= Problem to work on =
From the records below, state how many lines hold the string "only", without any other text.

= Exercise material =
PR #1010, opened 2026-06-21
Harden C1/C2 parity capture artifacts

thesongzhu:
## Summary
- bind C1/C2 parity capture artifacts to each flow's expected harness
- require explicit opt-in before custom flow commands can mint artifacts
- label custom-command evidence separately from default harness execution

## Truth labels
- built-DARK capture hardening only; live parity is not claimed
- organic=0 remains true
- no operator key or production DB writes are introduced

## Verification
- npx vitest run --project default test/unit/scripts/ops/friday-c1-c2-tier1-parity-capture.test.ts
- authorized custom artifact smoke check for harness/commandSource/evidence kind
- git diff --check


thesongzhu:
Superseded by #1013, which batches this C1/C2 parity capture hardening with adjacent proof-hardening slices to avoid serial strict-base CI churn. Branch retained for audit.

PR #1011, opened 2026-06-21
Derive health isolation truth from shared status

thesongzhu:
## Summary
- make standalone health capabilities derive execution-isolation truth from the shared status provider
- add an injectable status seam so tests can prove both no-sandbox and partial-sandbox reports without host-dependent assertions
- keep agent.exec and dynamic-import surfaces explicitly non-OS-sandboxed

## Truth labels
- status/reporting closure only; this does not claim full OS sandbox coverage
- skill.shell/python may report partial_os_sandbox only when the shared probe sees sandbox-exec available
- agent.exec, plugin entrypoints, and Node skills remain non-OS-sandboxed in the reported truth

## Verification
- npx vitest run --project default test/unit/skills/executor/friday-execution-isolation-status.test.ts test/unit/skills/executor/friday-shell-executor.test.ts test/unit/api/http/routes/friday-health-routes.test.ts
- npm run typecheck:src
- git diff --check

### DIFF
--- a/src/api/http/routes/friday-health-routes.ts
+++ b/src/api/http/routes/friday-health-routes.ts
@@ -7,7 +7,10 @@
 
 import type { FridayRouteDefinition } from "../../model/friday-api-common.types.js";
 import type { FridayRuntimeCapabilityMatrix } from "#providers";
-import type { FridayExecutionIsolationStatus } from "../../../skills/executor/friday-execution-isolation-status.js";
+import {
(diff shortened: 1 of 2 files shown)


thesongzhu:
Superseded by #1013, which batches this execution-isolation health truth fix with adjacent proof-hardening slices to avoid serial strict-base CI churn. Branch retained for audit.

= Solution to this exercise =
3